Islamic centre hit by arson attack

An Islamic centre in Berlin was hit by an arson attack on Thursday, with an assailant hurling a petrol bomb against the building’s facade. It was the third such incident involving a Muslim building in the capital in a fortnight.

Islamic centre hit by arson attack
The Sehitlik mosque was also targeted recently. Photo: DPA

The assailant threw a bottle filled with flammable liquid against the front of the cultural centre belonging to the Iranian community of Berlin and Brandenburg on Ordensmeisterstraße in the Tempelhof district, police said.

Greens MP Volker Beck held Chancellor Angela Merkel and Bavarian state premier Horst Seehofer indirectly responsible for the attack. This autumn Merkel declared that “multiculturalism has failed utterly” and Seehofer railed against Muslim immigrants – remarks widely seen as intensifying an already divisive debate over integration and Islam in Germany.

Residents alerted the fire department because an area of the building’s façade several metres wide was ablaze.
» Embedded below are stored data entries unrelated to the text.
PR #1436, opened 2017-10-29
(GH-1060) Add BeforeInstall parameter to Install-ChocolateyPackage.ps1

### LINKED ISSUE #1060: Add -BeforeInstall ScriptBlock for Install-ChocolateyPackage
I would like to execute some logic between the download and the install.. eg. around here: https://github.com/chocolatey/choco/blob/stable/src/chocolatey.resources/helpers/functions/Install-ChocolateyPackage.ps1#L313

If there was a new optional argument for Install-ChocolateyPackage that was of type [ScriptBlock] that was executed just before the call to Install-ChocolateyInstallPackage, that would do the job.

My particular scenario is needing to configure some firewall rules (to avoid Windows Firewall displaying a dialog about an application requiring access). I'm currently doing this before the call to Install-ChocolateyPackage, but ideally it would be done as late as possible, but before the actual install takes place, such that if there was a problem with the download then the firewall would not have been set.

flcdrg:
- Add a ScriptBlock parameter to Install-ChocolateyPackage.ps1 that if present, is called after download but before install.

Closes #1060

### DIFF
--- a/src/chocolatey.resources/helpers/functions/Install-ChocolateyPackage.ps1
+++ b/src/chocolatey.resources/helpers/functions/Install-ChocolateyPackage.ps1
@@ -220,6 +220,13 @@ functionality (see links).
 .PARAMETER IgnoredArguments
 Allows splatting with arguments that do not apply. Do not use directly.
 
+.PARAMETER BeforeInstall Script
+Specifies the commands to run after download has completed but before install steps have begun.
+Available in 0.10.16+.
+
+Use this for starting an auxilary process such as AutoHotkey, so that any timeouts are not 
+affected by the time to download.
+
 .EXAMPLE
 >
 $packageName= 'bob'
@@ -359,6 +366,7 @@ param(
   [parameter(Mandatory=$false)]
   [alias("useOnlyPackageSilentArgs")][switch] $useOnlyPackageSilentArguments = $false,
   [parameter(Mandatory=$false)][switch]$useOriginalLocation,
+  [parameter(Mandatory=$false)][scriptblock] $beforeInstall,
   [parameter(ValueFromRemainingArguments = $true)][Object[]] $ignoredArguments
 )
   [string]$silentArgs = $silentArgs -join ' '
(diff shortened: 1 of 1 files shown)


Mistuke:
Would it also be possible to have a `BeforeUninstall`? I have a package that I haven't been able to upload to Chocolatey before of the way it performs uninstalls. It seems to first move a package and then run the uninstall script. But the move would obviously fail if a file is locked, such as a service running.

A `BeforeUninstall` would allow me to stop and unregister the service properly before chocolatey does it's thing.

ferventcoder:
@Mistuke that already exists, and for exactly that purpose - it's called the `chocolateyBeforeModify.ps1`. It needs to be in the already installed package to be called. It is run before upgrade and before uninstall. Run `choco new test` from the latest version of Chocolatey (v0.10.8 as of this message) and take a look at the output.

By the way, Chocolatey is actually quite good at handling locked files in the package directory, we even have tests on this. You may see some warnings and error messages but it does successfully perform upgrades with locked package files.

Mistuke:
@ferventcoder Thanks! I didn't know this was added, I should update my chocolatey. Last time I tried it with locked files it seems to just hang on the file move. But this was a while ago. I'll try it again.

gep13 (approved):
LGTM!

gep13:
@flcdrg thank you very much for taking the time to make this addition.  This looks good to me, and once the CI builds are complete, I will get this merged in.

src/chocolatey.resources/helpers/functions/Install-ChocolateyPackage.ps1
```diff
@@ -220,6 +220,13 @@ functionality (see links).
 .PARAMETER IgnoredArguments
 Allows splatting with arguments that do not apply. Do not use directly.
 
+.PARAMETER BeforeInstall Script
+Specifies the commands to run after download has completed but before install steps have begun.
+Available in 0.10.16+.
+
+Use this for starting an auxilary process such as AutoHotkey, so that any timeouts are not 
+affected by the time to download.
+
```
ferventcoder, line 229: Just a note for consistency - we put parameter docs in the order they appear. This should later be moved ABOVE IgnoredArguments.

Two people were in the centre at the time of the attack, but they were unharmed.

The fire burnt itself out and left behind blackened brickwork. Police were investigating on the grounds of attempted arson.

Last month, similar attacks were launched against the Al Nur and Sehitlik mosques, both in the Berlin district of Neukölln. No one has so far been arrested.

Berlin Interior Minister Ehrhart Körting said there was no evidence the crimes were carried out by the same people.

Beck, who is the human rights spokesman for the parliamentary group of the environmentalist Greens, said Merkel’s comments and inflammatory remarks by Christian Social Union leader Seehofer had made sweeping judgements linking immigrants to people who refused to integrate and Islamists who opposed Germany’s constitution.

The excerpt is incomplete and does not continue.